Dataset entries:

# # #

PR #136, opened 2023-02-15
sigv4 implementation without using CRT

dlm6693:
*Description of changes:*
This PR implements the AWS Signature Version 4 algorithm for signing requests. It does so by implementing the `HTTPSigner.sign` interface, injecting an `Authorization` header into the resulting `HTTPRequest`. This signer is designed to be a standalone package that customers may use to sign the requests they send to AWS services.

It also implements the `string_to_sign` and `canonical_request` public interfaces. These are designed to be helper functions to customers that allow them to easily create important components of a signature version 4 signed request without doing so end to end.

This PR does NOT check for streaming requests which should be handled in the future. Additionally, checks on the body size are not performed. As there are significant performance implications for signing large request bodies, this may need to be done as a followup. In the mean time, a warning is added to logs indicating the potential for performance issues.

While calculating checksums, if the body is not rewindable/resettable, a buffer is created so the body can be read again in the future. After extensive testing, it was determined that the buffer should be a `BytesIO` object. While a list was found to have slightly lower peak memory usage, `BytesIO` periodically is able to perform optimizations on resident memory.


nateprewitt:
Resolving for inclusion at a later date.

PR #188, opened 2023-11-20
Upgrade pants, Makefile, CI, and scripts

haydenbaker:
#### pants
The latest version of pants is fairly different from the version we were using - much has changed.
- linters/fixers/etc options (in `pants.toml`) have changed a bit
- lockfile recommendations have changed, we'll use a single lockfile for the repo (python-default.lock)
  - `install_from_resolve` must be set to use plugins (like pytest-async, pytest-cov, etc.) for supported tools
    - Setting this means that pants uses the requirements given in the resolve
- pants no longer recommends checking in the pants runner script, and instead recommends using a `get-pants` installer script to pull in the latest binary
  - It's packaged as a PEX, and no longer requires a specific version of python (3.9) to be installed to run it
  - The binary will use the pants-version as specified by the `pants.toml` file
- Since we use make, `pants` will be installed to the repo root and can be ran using `./pants` (similar to before)
- The `init-pants` action is now used, it will set up pants for CI
  - The installation dir is not configurable in the action, so a wrapper script is copied in the repo-root as part of the `pants` make-recipe IF it is detected that we're in a CI environment (`CI` env-var is set to `true`)
- `pants fix` runs all the formatters/fixers, whereas `pants format` only runs the formatters 

#### make
As part of upgrading pants, several new recipes are added. Also, to make CI more ergonomic, I've transitioned our workflows to use `make` as much as possible.

#### examples
An example model (examples/weather) is added with configuration to generate a rest-json python client
  - With the smithy-cli installed, you can run `smithy build` to generate the client

#### isort issue
When upgrading pants, isort begins to behave strangely
 - An issue was opened for this: (https://github.com/pantsbuild/pants/issues/19516)
 - However, It is more than likely related to this: (https://github.com/pantsbuild/pants/issues/15069)
   - When executing separate commands for each package (instead of `::`), isort will correctly distinguish 1p and 3p import statements (i.e. pytest)
   - Since this is a bug, we'll need to use separate commands for each python package (until #15069 is fixed)


.github/workflows/ci.yml
```diff
@@ -17,18 +17,26 @@ jobs:
 
     steps:
       - name: Checkout Repository
-        uses: actions/checkout@v1
-      - name: Set up Python for Pants - 3.9
-        uses: actions/setup-python@v4
-        with:
-          python-version: 3.9
+        uses: actions/checkout@v3
```
JordonPhillips, line 20:
```suggestion
        uses: actions/checkout@v4
```

.github/workflows/lint.yml
```diff
@@ -8,17 +8,25 @@ on:
...
-      with:
-        python-version: 3.9
-    - name: Set up Python for linting - 3.11
-      uses: actions/setup-python@v4
-      with:
-        python-version: "3.11"
-    - name: Run pre-commit
-      uses: pre-commit/action@v3.0.0
+      - name: Checkout Repository
+        uses: actions/checkout@v1
```
JordonPhillips, line 15:
```suggestion
        uses: actions/checkout@v4
```

JordonPhillips (dismissed):

.github/workflows/lint.yml
haydenbaker: Whoops, I meant to update all the usage of checkout. Good catch!

JordonPhillips (approved):

PR #190, opened 2023-11-29
Add fault attribute to generated errors

haydenbaker:
*Description of changes:*
- Generated service errors (modeled with `@error`) should have the [fault (client or server)](https://smithy.io/2.0/spec/type-refinement-traits.html#error-trait) as an attribute


JordonPhillips (changes requested):
This needs to be in one of the base classes/ interfaces so that it can be seen generically by things like retry handlers.

JordonPhillips (dismissed):
Actually, we should be able to use protocols instead and it'll be fine. I've updated the PR to add fault to the unknown api error and make use of more code blocks. Also rebased it onto the split packages.

python-default.lock
haydenbaker, line 1: Whenever dependencies change, we need to make sure we upgrade and commit the lock-file. 
```
./pants generate-lockfiles
```

JordonPhillips (approved):

PR #195, opened 2023-12-14
Split up smithy-python

JordonPhillips:
This refactors smithy-python into two packages: smithy-core and smithy-http, separating concerns to bring things more in line with the split other sdks are moving towards. This allows non-http clients to exclude http features altogether. It also makes awscrt and aiohttp into optional dependencies.

Additionally, this attempts to break out async components into their own sections so that it will be more feasible to provide a sync client later on if necessary.

Another goal of this was to remove the weird `_private` directories we had going on.

Aside from adding in checks for the optional dependencies, the actual logic has not changed, only the locations of bits of code.

There is one bit that needs resolving in a follow-up, which is making the default http client configurable.


python-packages/smithy-http/BUILD
```diff
@@ -0,0 +1,31 @@
...
+# for now we need to duplicate things.
+python_requirements(
+    name="requirements",
+    source="requirements.txt",
+)
+
+# python_requirements(
+#     name="pyproject-requirements",
+#     source="pyproject.toml",
+# )
```
nateprewitt, line 31: Did we mean to delete this or was there a reason to keep it commented out?

python-packages/smithy-http/requirements.txt
```diff
@@ -0,0 +1,2 @@
+aiohttp>=3.8.6,<3.10.0
+awscrt>=0.15,<1.0
```
nateprewitt, line 2: Is this for pants/testing? Ideally we'd be able to just install `.[aiohttp]` or `.[awscrt]` during testing to avoid specifying these ranges twice.

nateprewitt (commented):
A few small comments/questions, but otherwise looks good. Let me know what you think and we can ship it.

python-packages/smithy-http/BUILD
JordonPhillips: Ah yeah, it needs to be removed. Essentially there was a problem where including the local dependencies in the pyproject would cause pants to fail because it tries to find it as an external dependency. Pants doesn't currently have the capability to make additions to pyproject files unfortunately, only `setup.py`

nateprewitt (approved):

Issue #196, opened 2024-01-07
Connection error when using non-standard port


rangerthegood:
There is a problem when trying to use a non standard port number in the Config. For example:

```
    client = EchoService(Config(endpoint_uri="http://127.0.0.1:12345"))
    response = await client.echo_message(EchoMessageInput(message="spam"))
    print(response.message)
```

You will get the error: `ranger_echo.errors.ServiceError: Cannot connect to host 127.0.0.1:80 ssl:default [Connect call failed ('127.0.0.1', 80)]`. The code is attempting to connect to port 80 versus 12345.

rangerthegood:
Fixed in #197

PR #197, opened 2024-01-07
[bug] Fix codgen bug where port number was ignored

rangerthegood:
*Issue #196 *

*Description of changes:*

This change passes through the port from the parsed endpoint uri when creating a URI object. Prior to this change the port field of the URI was always None which in turn uses the default port for the protocol which is an issue as pointed out in #196.


JordonPhillips (approved):
Nice!

PR #198, opened 2024-03-12
Upgrade to Python 3.12

JordonPhillips:
Upgrading to python 3.12 provides a ton of benefits both in authoring and in runtime performance. Of particular note is the new type param syntax, which will massively improve the readability of the relatively large amount of generic typing that we make use of. In addition, there's huge performance gains in asyncio as a whole.

Note that this PR doesn't actually update any of the python code to use the new syntax - that can come as a separate PR. It's also likely that we'll need to update mypy (or move to ruff) to be able to use the new syntax.

To facilitate this upgrade, pants had to also be upgraded to 2.19. Remarkably, it wasn't a whole day affair to do. The big change that had to be made was to add *everything* to the lockfiles so that they wouldn't try to pull some pre-compiled pex that doesn't support 3.12

### DIFF
--- a/.github/workflows/ci.yml
+++ b/.github/workflows/ci.yml
@@ -15,7 +15,7 @@ jobs:
     strategy:
       fail-fast: false
       matrix:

# # #

# PROMPT:
Your reply should consist solely of the number of lines above that contain the word "pull".

# TASK OUTPUT:
2